People continue to flock to see double features at Shankweiler’s Drive-In Theatre — the world’s oldest — in Orefield, 20 minutes from Allentown. But co-owner Lauren McChesney is not sure whether to hire more workers to replace her part-time staff when they leave after a blockbuster summer. 

The Flying Egg diner in Bethlehem still boasts a busy weekend rush hour, but Ashlynn Miller, who has worked there for three years, says it has shortened. 

“Every single server, manager and cook that I know are all saying the same thing, which is that it really seems like restaurants don’t seem as busy right now,” she says.

This kind of cooling off is the outcome the Fed sought as it began increasing interest rates in 2022.

Officials wanted higher borrowing costs to temper demand, taking the heat out of price rises caused in part by pandemic-era supply snarls. As those bottlenecks have cleared, inflation has fallen back below 3 per cent for the first time since March 2021, according to the latest consumer price index report. It peaked at 9.1 per cent in mid-2022.

That this has occurred without a sharper rise in joblessness has taken economists by surprise. History is dotted with few “soft landings”.

“The incredible thing is that the Fed did this without crashing the economy”

Torsten Slok, chief economist at Apollo Global Management.

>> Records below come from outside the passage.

PR #92, opened 2023-09-21
Use provided json encoder/decoder for stats & info queries

fadedDexofan:


tobymao:
i don't think this works, json.loads expects a string but you're going get bytes

fadedDexofan:
> i don't think this works, json.loads expects a string but you're going get bytes

From Python 3.6 arg `s` in json.loads can also be `bytes` and `bytearray`

tobymao:
can you fix the build?

fadedDexofan:
Working on it

PR #102, opened 2023-11-29
use redis.aclose instead of close

tiejunhu:
redis.close is deprecated since version 5.0.0

### DIFF
--- a/saq/queue.py
+++ b/saq/queue.py
@@ -148,7 +148,7 @@ class Queue:
 
     async def disconnect(self) -> None:
         await self._pubsub.close()
-        await self.redis.close()
+        await self.redis.aclose()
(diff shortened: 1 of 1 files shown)


barakalon:
saq support redis>=4.2,<6.0
redis 4.2 doesn't have `aclose`: https://github.com/redis/redis-py/blob/v4.2.0/redis/asyncio/client.py
So we'd have to drop support for some redis versions. I'm not sure that's worth it?

tobymao:
can you adjust this pr to check if aclose exists?

tobymao:
closing for now, happy to receive a pr with redis 4 compatibility

tiejunhu:
ok. if redis 4 should be supported. let's keep the 'close' until it breaks on newer redis library.

PR #107, opened 2023-12-13
Update queue.py to support redis >= 5.* aclose method.

maxyme-perceiv:
Use redis's aclose() method if available otherwise fallback to close().
Note: Follow-up to [PR #102](https://github.com/tobymao/saq/pull/102)


tobymao:
thanks!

But the pandemic changed the calculus around hiring for many companies, said Karianne Gelinas of the Lehigh Valley Economic Development Corporation. Having been hobbled by severe worker shortages as the economy reopened, businesses are leery of lay-offs, opting instead to cut vacancies.

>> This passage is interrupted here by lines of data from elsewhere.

PR #112, opened 2024-02-19
Support settings factories

pierec:
Allow the settings objects imported during `saq.worker.start()` to be callable. This makes it possible to eliminate import-time side effects, especially if creating the settings objects is more involved.

In my case, I'm leveraging multiple queues and using a dependency injection framework to wire the `saq.Queue`s a certain way. While I could sequester the settings objects to their separate modules, I find it more convenient to keep them together.

Let me know if this idea is OK and thank you for this neat little framework!

### DIFF
--- a/tests/test_worker.py
+++ b/tests/test_worker.py
@@ -2,14 +2,20 @@ from __future__ import annotations
 
 import asyncio
 import contextvars
+import contextlib
 import logging
+import secrets
+import sys
+import tempfile
+import textwrap
 import typing as t
 import unittest
 from unittest import mock
+from pathlib import Path
 
 from saq.job import CronJob, Job, Status
 from saq.utils import uuid1
-from saq.worker import Worker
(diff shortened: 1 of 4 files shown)


tests/test_worker.py
```diff
@@ -319,3 +325,64 @@ async def before_enqueue(job: Job) -> None:
         correlation_ids = await self.queue.apply("recurse", n=2)
         self.assertEqual(len(correlation_ids), 3)
         self.assertTrue(all(cid == correlation_ids[0] for cid in correlation_ids[1:]))
+
+
+class TestSettingsImport(unittest.TestCase):
```
tobymao, line 330: can you make this a new file?

pierec: I sure can!

tobymao: can you delete this one please?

That fear has motivated Liz Torres, operations manager at manufacturer Royal Industries, to keep a small crew of workers on payroll year-round “even if we know it’s going to be slow”.

“We want to keep them for when the busy season is,” she added.

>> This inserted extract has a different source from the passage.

Issue #119, opened 2024-05-25
"RuntimeError: read() called while another coroutine is already waiting for incoming data" while asyncio.gather job.refresh


evgenii-moriakhin:
I'm trying to setup saq for my work needs, and I've encountered this problem:

If try to execute asyncio.gather for job.refresh() with until_complete set, an error is raised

This has upended some traditional economic indicators. The recent rise in the unemployment rate triggered the Sahm Rule, which marks the start of a recession when the three-month average rises at least half a percentage point above its low over the past 12 months.

The economist who penned the rule has said this relationship may not hold this time around.

Why? For one, many economists attribute the uptick in unemployment to a swelling of the labour pool due to increased immigration.

“That surge in immigration is something that may mean that our labour market indicators aren’t following the typical patterns,” said Karen Dynan, a former senior Fed staffer now at Harvard University. “I don’t see any signs that we should be panicking at this point, but of course you want to be mindful about the uncertainty.”

The Fed is not panicking either, but economists will be closely watching how Powell talks about the economic outlook during his speech on Friday.

Federal Reserve Board Chairman Jerome Powell. (Jose Luis Magana / AP)

Most market participants think the Fed will cut rates by a quarter-point in September, but a minority think it could be a half-point, especially if the next jobs report is as weak as last month’s. Borrowing costs are projected to fall almost a full percentage point this year.

San Francisco Fed president Mary Daly, a voting member on the Federal Open Market Committee, pushed back on the need for aggressive cuts, telling the Financial Times that “gradualism is not weak, it’s not slow, it’s not behind, it’s just prudent”.

Officials have made clear they would take action in the event of an unexpected weakening of the labour market — something FOMC voter Raphael Bostic of the Atlanta Fed endorsed.

John Roberts, a former Fed official, said Powell should “expand his optionality” on the pace of rate cuts. A half-point reduction need not imply that the central bank thinks a recession is imminent — but that it wants to prevent one.

For the first time in a while, Powell can be more upbeat now that inflation is under control, said Torsten Slok, chief economist at Apollo Global Management.

“The incredible thing is that the Fed did this without crashing the economy. That does entitle them to a victory lap.”